Daddy was very confused and his hair kind of stood up on end but he got dressed anyway. As we walked outside I tried to explain about how I had prayed every night and God had finally sent me this beautiful white horse.

“ I’m sorry Becky but I think this horse must belong to the farm down the road.” We’d better call the Baughman’s and let them know he’s here.” Daddy told me gently. “ He must have gotten loose in the night and wandered into the yard.”

I was devastated. “No Daddy you don’t understand.” I said. “I prayed and prayed and God sent him. He’s a miracle. I‘ve been praying for the longest time Daddy.”

“I’m sorry but we have to take him back home, baby girl. He doesn’t belong to us.” My Dad’s voice was soft and he held me while I cried and cried.

“Oh, please Daddy” I tried one last time.

He looked away and cleared his throat and then we sat on the back steps. I thought a long time as I watched the white horse. Then I put my hand in his and asked, “Daddy could you ask God for my horse? You are always so good and He would give you anything you wanted, wouldn’t He?”

Daddy smiled and hugged me up tight up against him. “ I ask God everyday to bring us the things we need and He answers my prayers every single day. We have plenty of food to eat and warm beds to sleep in and we all love each other.”

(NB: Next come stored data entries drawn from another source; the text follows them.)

PR #1528, opened 2016-04-01
Cleanup: functional tests: Drop gratuitous `sudo` from various commands

antrik:
Diagnostic commands such as `systemctl status` don't need elevated
permissions.

One notable exception is `journalctl`, which is actually privileged
(when accessing system journals), as it might reveal sensitive
information...


tixxdz:
lgtm

jonboulle:
nit, commit message style is "subsystem: fooed a bar"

He kissed the top of my head. “ I know it’s hard to understand but don’t stop praying, baby girl.” I liked when my Daddy called me that. I was the youngest of us three girls and then came my baby brother Paul. I wasn’t the baby anymore but I was still the baby girl.
“Always remember that God loves you even when he doesn’t bring the things you ask for. God knows what we need even more than we do.”

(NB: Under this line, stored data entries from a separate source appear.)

PR #1529, opened 2016-04-01
ssh: define the list of Key Algorithms of remote hosts before handshake

### LINKED ISSUE #1526: ssh: golang/crypto/ssh prioritizes server's kex algo instead of parsing known_hosts first

tixxdz:
Retrieve remote host Key Algorithms from known_host if they are there
and use them to perform ssh handshake. Otherwise fallback to default
values suggested by remote.

This patch is based from a previous patch written by:
kayrus <kay.diam@gmail.com>

Resolves #1526 and coreos/bugs#1186

### DIFF
--- a/ssh/known_hosts.go
+++ b/ssh/known_hosts.go
@@ -87,6 +87,48 @@ func NewHostKeyChecker(m HostKeyManager) *HostKeyChecker {
 	return &HostKeyChecker{m, askToTrustHost}
 }
 
+// Returns public key algorithms of the remote host that are listed
+// inside known_hosts
+func (kc *HostKeyChecker) GetHostKeyAlgorithms(addr string) []string {
+	var results []string
+	remoteAddr, err := kc.addrToHostPort(addr)
+	if err != nil {
+		log.Errorf("Failed to parse address %v: %v", addr, err)
+		return nil
+	}
+
+	hostKeys, err := kc.m.GetHostKeys()
+
+	_, ok := err.(*os.PathError)
+	if err != nil && !ok {
+		log.Errorf("Failed to read known_hosts file %v: %v", kc.m.String(), err)
+		return nil
+	}
+
+	for pattern, keys := range hostKeys {
+		if !matchHost(remoteAddr, pattern) {
+			remoteIP, err := net.ResolveTCPAddr("tcp", addr)
+			if err != nil {
+				log.Errorf("Failed to resolve TCP address %v: %v", addr, err)
+				continue
+			}
+			ipAddr, err := kc.addrToHostPort(remoteIP.String())
+			if err != nil {
+				log.Errorf("Failed to parse address %v: %v", remoteIP.String(), err)
+				continue
+			}
+			if !matchHost(ipAddr, pattern) {
+				continue
+			}
+		}
+		for _, hostKey := range keys {
+			results = append(results, hostKey.Type())
+		}
+	}
+
+	return results
+}
+
 // Check is called during the handshake to check the server's public key for
 // unexpected changes. The key argument is in SSH wire format. It can be parsed
 // using ssh.ParsePublicKey. The address before DNS resolution is passed in the
--- a/ssh/ssh.go
+++ b/ssh/ssh.go
@@ -171,7 +171,7 @@ func SSHAgentClient() (gosshagent.Agent, error) {
 	return gosshagent.NewClient(agent), nil
 }
 
-func sshClientConfig(user string, checker *HostKeyChecker) (*gossh.ClientConfig, error) {
+func sshClientConfig(user string, checker *HostKeyChecker, addr string) (*gossh.ClientConfig, error) {
 	agentClient, err := SSHAgentClient()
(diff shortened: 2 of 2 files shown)


ssh/known_hosts.go
```diff
@@ -87,6 +87,50 @@ func NewHostKeyChecker(m HostKeyManager) *HostKeyChecker {
...
+	_, ok := err.(*os.PathError)
+	if err != nil && !ok {
+		log.Errorf("Failed to read known_hosts file %v: %v", kc.m.String(), err)
+		return nil
+	}
+
+	for pattern, keys := range hostKeys {
+		if !matchHost(remoteAddr, pattern) {
+			remoteIP, err := net.ResolveTCPAddr("tcp", addr)
+			if err != nil {
```
crawford: Can we log this error?

ssh/known_hosts.go
```diff
@@ -87,6 +87,50 @@ func NewHostKeyChecker(m HostKeyManager) *HostKeyChecker {
...
+				continue
+			}
+			ipAddr, err := kc.addrToHostPort(remoteIP.String())
+			if err != nil {
```
crawford: Same here?

ssh/known_hosts.go
```diff
@@ -87,6 +87,50 @@ func NewHostKeyChecker(m HostKeyManager) *HostKeyChecker {
 	return &HostKeyChecker{m, askToTrustHost}
 }
 
+// Returns public key algorithms of the remote host that are listed
+// inside known_hosts
+func (kc *HostKeyChecker) GetHostKeyAlgorithms(addr string) []string {
+	results := make([]string, 0)
```
crawford:
```go
var results []string
```

ssh/known_hosts.go
```diff
@@ -87,6 +87,50 @@ func NewHostKeyChecker(m HostKeyManager) *HostKeyChecker {
...
+			if !matchHost(ipAddr, pattern) {
+				continue
+			}
+		}
+		for _, hostKey := range keys {
+			results = append(results, hostKey.Type())
+		}
+	}
+
+	if len(results) == 0 {
```
crawford: With the above declaration, you can omit this check.

crawford:
Without this patch:

```
$  bin/fleetctl --tunnel=ec2-54-153-17-9.us-west-1.compute.amazonaws.com list-machines
@@@@@@@@@@@@@@@@@@@@@@@@@@@@@@@@@@@@@@@@@@@@@@@@@@@@@@@@@@@
@    WARNING: REMOTE HOST IDENTIFICATION HAS CHANGED!     @
@@@@@@@@@@@@@@@@@@@@@@@@@@@@@@@@@@@@@@@@@@@@@@@@@@@@@@@@@@@
IT IS POSSIBLE THAT SOMEONE IS DOING SOMETHING NASTY!
Someone could be eavesdropping on you right now (man-in-the-middle attack)!
It is also possible that a host key has just been changed.
The fingerprint for the ECDSA key sent by the remote host is
08:b1:9f:a2:50:55:72:1c:df:fa:ae:a1:13:ff:fe:30.
Please contact your system administrator.
Add correct host key in /home/alex/.fleetctl/known_hosts to get rid of this message.
Host key verification failed.
Unable to initialize client: failed initializing SSH client: ssh: handshake failed: host key mismatch
```

With the patch:

```
$ bin/fleetctl --tunnel=ec2-54-153-17-9.us-west-1.compute.amazonaws.com list-machines
MACHINE         IP              METADATA
bb926b38...     172.31.1.5      -
```

LGTM

tixxdz:
@crawford @jonboulle @kayrus  this seems to work and it is a high priority fix, If no one objects I'll merge it tonight. The code doesn't have side effects, on errors we return nil which the upstream ssh library will ignore and fallback to the old behaviour. Thanks!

I looked up because Daddy’s voice sounded kind of funny. He took off the blue handkerchief that he always kept tied around his neck. He blew his nose and wiped at his eyes and I could see he felt sad too.

Then I smiled up at him because I had thought of something I had not ever thought of before. It seemed like a big thought. Not like babies think or the kind you have before you are old enough to be going to school. I knew I didn’t ever want my Daddy to be sad because of me. He was the very best Daddy anyone ever had.

“It’s okay,” I said as I patted his knee. “Maybe I will get a real horse someday but God already brought me the best Daddy and I never even had to ask.”